Ibu Kota Nusantara (IKN) diperkiraan akan menjadi salah satu destinasi yang bakal disesaki pengunjung (foto : Otorita IKN)
Ibu Kota Nusantara (IKN) menjadi salah satu destinasi yang disesaki pengunjung (foto : Otorita IKN)

JAKARTA, inibalikpapan.com – Mahkamah Konstitusi (MK) menegaskan status ibu kota negara Indonesia saat ini masih berada di Jakarta. Hal ini MK tegaskan meski pembangunan Ibu Kota Nusantara (IKN) terus berjalan dan telah menyerap anggaran ratusan triliun rupiah.

Kepastian itu muncul setelah MK menolak seluruh permohonan uji materi terhadap Undang-Undang Nomor 3 Tahun 2022 tentang IKN. Ini dalam sidang putusan Nomor 71/PUU-XXIV/2026 yang berlangsung Selasa (12/5/2026).

Dengan putusan tersebut, kedudukan resmi ibu kota negara tetap berada di Provinsi DKI Jakarta. Setidaknya sampai Presiden menerbitkan Keputusan Presiden (Keppres) terkait pemindahan ibu kota ke Nusantara.

Hakim Mahkamah Konstitusi, Adies Kadir, menjelaskan aturan mengenai status Jakarta tidak bisa publik baca terpisah antara UU IKN dan UU Daerah Khusus Jakarta (DKJ).

Menurut dia, Pasal 2 UU DKJ harus terkait dengan Pasal 73 UU DKJ yang menegaskan perubahan status Jakarta baru berlaku penuh setelah Keppres pemindahan ibu kota diterbitkan Presiden.

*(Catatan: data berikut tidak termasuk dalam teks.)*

PR #1150, opened 2021-07-28
WIP: add algebraic equations to ReactionSystems

isaacsas:
@paulflang @anandijain is this what you wanted / does it cover your use cases?

There are a few limitations in this version. Right now all variables must be declared as states of the ReactionSystem (i.e. species), even variables that appear only within the algebraic equations, which in turn causes ODEs/SDEs to be generated for them. This can be disabled in `convert` with the `include_zero_odes=false` kwarg, see the test example, (but note the ODEs will still appear if they are non-zero even if you want them dropped). 

An alternative would be to also pass ReactionSystems a list of `algebraic_states`, which will not be considered species or have ODEs/SDEs generated. I'm thinking this could be a better approach, but I'd be interested to hear your thoughts.

### DIFF
--- a/src/systems/reaction/reactionsystem.jl
+++ b/src/systems/reaction/reactionsystem.jl
@@ -154,14 +154,16 @@ struct ReactionSystem <: AbstractSystem
     parameters are not supplied in `ODEProblem`.
     """
     defaults::Dict
+    """Algebraic equations that impose constraints on species."""
+    algebraic_eqs::Vector{Equation}
 
-    function ReactionSystem(eqs, iv, states, ps, observed, name, systems, defaults)
+    function ReactionSystem(eqs, iv, states, ps, observed, name, systems, defaults, algebraic_eqs)
         iv′ = value(iv)
         states′ = value.(states)
         ps′ = value.(ps)
         check_variables(states′, iv′)
         check_parameters(ps′, iv′)
-        new(collect(eqs), iv′, states′, ps′, observed, name, systems, defaults)
+        new(collect(eqs), iv′, states′, ps′, observed, name, systems, defaults, algebraic_eqs)
     end
 end
 
@@ -171,10 +173,11 @@ function ReactionSystem(eqs, iv, species, params;
                         name = gensym(:ReactionSystem),
                         default_u0=Dict(),
                         default_p=Dict(),
-                        defaults=_merge(Dict(default_u0), Dict(default_p)))
+                        defaults=_merge(Dict(default_u0), Dict(default_p)),
+                        algebraic_eqs=nothing)
 
     #isempty(species) && error("ReactionSystems require at least one species.")
-    ReactionSystem(eqs, iv, species, params, observed, name, systems, defaults)
+    ReactionSystem(eqs, iv, species, params, observed, name, systems, defaults, algebraic_eqs)
 end
 
 function ReactionSystem(iv; kwargs...)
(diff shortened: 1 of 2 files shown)


paulflang:
I am not using Rules in my own models, but judging from the SBML spec this looks good to me.

> There are a few limitations in this version. Right now all variables must be declared as states of the ReactionSystem (i.e. species)

This should be fine, as I see in the test code that not only species, but also parameters can appear in the algebraic equations. But are parameters allowed to change over time (e.g. `gamma ~ A + delta`, where A is a time-variable state)? Cause in SBML it seems they can.

isaacsas:
Since we would want those to end up as observables that can be evaluated, it sounds like it might be better to explicitly list the algebraic states too. Are you able to determine and list the algebraic variables from the SBML file?

I wonder if it might be better to just store a NonlinearSystem attached to the ReactionSystem, in a dedicated field or as a sub-system.

paulflang:
In this case `gamma` may be more than an observable: it could appear as a parameter in any other equation.

What do you mean with _"Since we would want those to end up as observables that can be evaluated, it sounds like it might be better to explicitly list the algebraic states too"_?

> Are you able to determine and list the algebraic variables from the SBML file?

SBML does not make a distinction whether species or parameters occur only in AlgebraicRules or Reactions or both as long as the model is not overdetermined. So I guess the answer to your question is probaly: I can easily list all variables but I think it takes some effort to tell in which type of elements (Reactions, AssignmentRules, etc.) they appear.

ChrisRackauckas:
>I wonder if it might be better to just store a NonlinearSystem attached to the ReactionSystem, in a dedicated field or as a sub-system.

That sounds like a good way to handle it, and then you can only create a JumpProblem if there's no non-JumpProblem subsystems.

isaacsas:
@paulflang an observable is essentially a variable (state in the ModelingToolkit terminology) that is completely determined from the ones you actually solve for, so can be eliminated to reduce the system size. Storing such variables as observables allows one to say stuff like `sol[gamma]` for a solution object and get the right values out (the algebraic formula will be evaluated based on the variables that were actually solved for). It'd be like a species that one can eliminate from the ODEs due to a conservation law, but one still might want to be able to evaluate its value.

isaacsas:
I believe anything that is not a fixed valued should be an observable/state and not a parameter. So gamma would not be appropriate to specify as a parameter in your example. That's why I was thinking it makes sense to make it a state of an attached NonlinearSystem.

paulflang:
> I believe anything that is not a fixed valued should be an observable/state and not a parameter.

Agreed. Idk why SBML allows time varying parameters.

Just to be sure: would combining the following ReactionSystem with NonlinearSystem work?

```julia
@paramters t k1
@variables A(t) B(t) E(t)

r1 = Reaction(k1, [A, E], [B, E], [1,1], [1,1])
rs = ReactionSystem([r1], t, [A, B, E], [k1])

NonlinearSystem([A ~ E^2], [A, E], [])
```
Cause `E` is not just an observable here.

isaacsas:
Yes, that should work as long as in `convert` you explicitly use the `include_zero_odes=false` keyword to drop zero ODEs. Then `E` will have no generated ODE in the `ReactionSystem`. Otherwise the number of equations would be unbalanced in the combined ODE system.

isaacsas:
Handling in https://github.com/SciML/Catalyst.jl/pull/404

PR #1151, opened 2021-07-29
Linearizing delayed equation systems

sharanry:
This PR aims to automatically linearize delayed equations in discrete systems.


src/systems/discrete_system/discrete_system.jl
```diff
@@ -125,6 +127,43 @@ function DiffEqBase.DiscreteProblem(sys::DiscreteSystem,u0map,tspan,
...
+            end
+            var_sym = Symbol((~t).f.name, Symbol("("), join(Symbolics.tosymbol.(Symbolics.arguments(~t)), Symbol(",")), Symbol(")"))
+            Symbolics.variable(var_sym)
+        else
+            ~t
+        end
+    end
+    rw = SymbolicUtils.Postwalk(r)
+    [
+        Symbolics.value(eq.lhs) ~ Symbolics.value(rw(eq.rhs))
```
sharanry, line 146: @shashi @YingboMa Any idea what might lead to the `rhs` to remain as a `Num` as opposed to a composition of `Mul`s and `Add`s even after calling `value`?

sharanry: Not using this anymore

Project.toml
```diff
@@ -73,7 +73,7 @@ Setfield = "0.7"
 SpecialFunctions = "0.7, 0.8, 0.9, 0.10, 1.0"
 StaticArrays = "0.10, 0.11, 0.12, 1.0"
 SymbolicUtils = "0.12, 0.13"
-Symbolics = "1.4.1"
+Symbolics = "2"
```
YingboMa, line 76: Don't use Symbolics v2

src/systems/discrete_system/discrete_system.jl
```diff
@@ -125,6 +126,55 @@ function DiffEqBase.DiscreteProblem(sys::DiscreteSystem,u0map,tspan,
     DiscreteProblem(f,u0,tspan,p;kwargs...)
 end
 
+function linearize_eqs(sys, eqs=sys.eqs; return_max_delay=false)
+    unique_states = unique(operation.(sys.states))
+    max_delay = Dict(v=>0.0 for v in unique_states)
+
+    r = @rule ~t::(t -> t isa Symbolics.Term && any(isequal((t).f), Symbolics.operation.(sys.states)) && is_delay_var(sys.iv, t)) => begin
```
YingboMa, line 133: Aren't they already imported in MTK? You can just write `operation`, also, do you really mean to check `Term` but not `istree`?

src/systems/discrete_system/discrete_system.jl
```diff
@@ -125,6 +126,55 @@ function DiffEqBase.DiscreteProblem(sys::DiscreteSystem,u0map,tspan,
...
+        delay = get_delay_val(sys.iv, first(Symbolics.arguments(~t)))
```
YingboMa, line 134: `Symbolics.` is not necessary.

src/utils.jl
```diff
@@ -111,10 +111,25 @@ function check_parameters(ps, iv)
...
+        args = arguments(var)
+    catch
+        return false
+    end
+    length(args) > 1 && return false
+    isequal(first(args), iv) && return false
+    delay = iv - first(args)
+    delay isa Integer || 
+    delay isa AbstractFloat ||
+    (delay isa Num && isreal(delay.val))
```
YingboMa, line 126: Never use `.val`

Project.toml
sharanry: I previously needed `Symbolics.variable` method which is part of Symbolics v2. But now I have managed without it. Will revert back.

src/systems/discrete_system/discrete_system.jl
sharanry: Yup. `istree` is what I was looking for!

test/discretesystem.jl
```diff
@@ -55,4 +55,37 @@ p = [0.05,10.0,0.25,0.1];
...
+@test_throws ErrorException z(t)
+
+# Equations
+eqs = [
+    D1(x(t)) ~ 0.4x(t) + 0.3x(t-1.5) + 0.1x(t-3),
+    D2(y(t)) ~ 0.3y(t) + 0.7y(t-2) + 0.1z,
+]
+
+# System
+sys = DiscreteSystem(eqs,t,[x(t),x(t-1.5),x(t-3),y(t),y(t-2),z],[])
```
sharanry, line 78: @YingboMa Currently we need to mention all delay variables manually. Is this fine or do we want to collect them automatically somehow?

sharanry:
I don't think the Catalyst build fail is related.

sharanry:
@YingboMa I have used states function. Let me know if any other changes need to be made before merge. Thanks!

PR #1153, opened 2021-07-30
move connection_type to ReactionSystems from Reactions

isaacsas:
I noticed in https://github.com/SciML/ModelingToolkit.jl/pull/1150 that this was not setup on the system but the reactions, which was causing me some issues.


isaacsas:
Catalyst will require an update once this is merged for the updates to `Reaction` and `ReactionSystem`.

ChrisRackauckas (approved):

“Artinya, dalam konteks permohonan a quo berlakunya waktu pemindahan ibu kota negara ke Ibu Kota Nusantara tergantung pada penetapan dan pemberlakuan keputusan presiden dimaksud,” kata Adies Kadir saat membacakan pertimbangan putusan, melansir dari Suara, jaringan inibalikpapan.com.

Ia menegaskan, tanpa adanya Keppres tersebut, fungsi dan kedudukan ibu kota negara tetap berada di Jakarta.

“Sehingga berdasarkan pertimbangan hukum tersebut, dikaitkan dengan petitum pemohon a quo, menurut Mahkamah, tanpa penafsiran terhadap Pasal 39 ayat (1) UU 3/2022 sebagaimana yang dimohonkan oleh Pemohon, kedudukan, fungsi, dan peran Ibu Kota Negara tetap berada di Provinsi Daerah Khusus Ibukota Jakarta. Sampai dengan ditetapkannya keputusan presiden mengenai pemindahan Ibu Kota Negara Kesatuan Republik Indonesia dari Provinsi Daerah Khusus Ibukota Jakarta ke Ibu Kota Nusantara,” lanjutnya.

MK juga menyatakan dalil pemohon yang menilai terjadi ketidakpastian hukum terkait status ibu kota tidak beralasan menurut hukum.

Sedot Anggaran Ratusan Triliun

Putusan ini sekaligus menjawab polemik yang berkembang di publik terkait status Jakarta setelah pembangunan IKN terus menjalani percepatan sejak 2022.

Di sisi lain, pemerintah tetap melanjutkan pembangunan IKN di Kalimantan Timur. Hingga kuartal pertama 2026, proyek pembangunan kawasan inti pemerintahan dan infrastruktur pendukung IKN telah berjalan. Tercatat telah menyerap anggaran negara sekitar Rp147,41 triliun.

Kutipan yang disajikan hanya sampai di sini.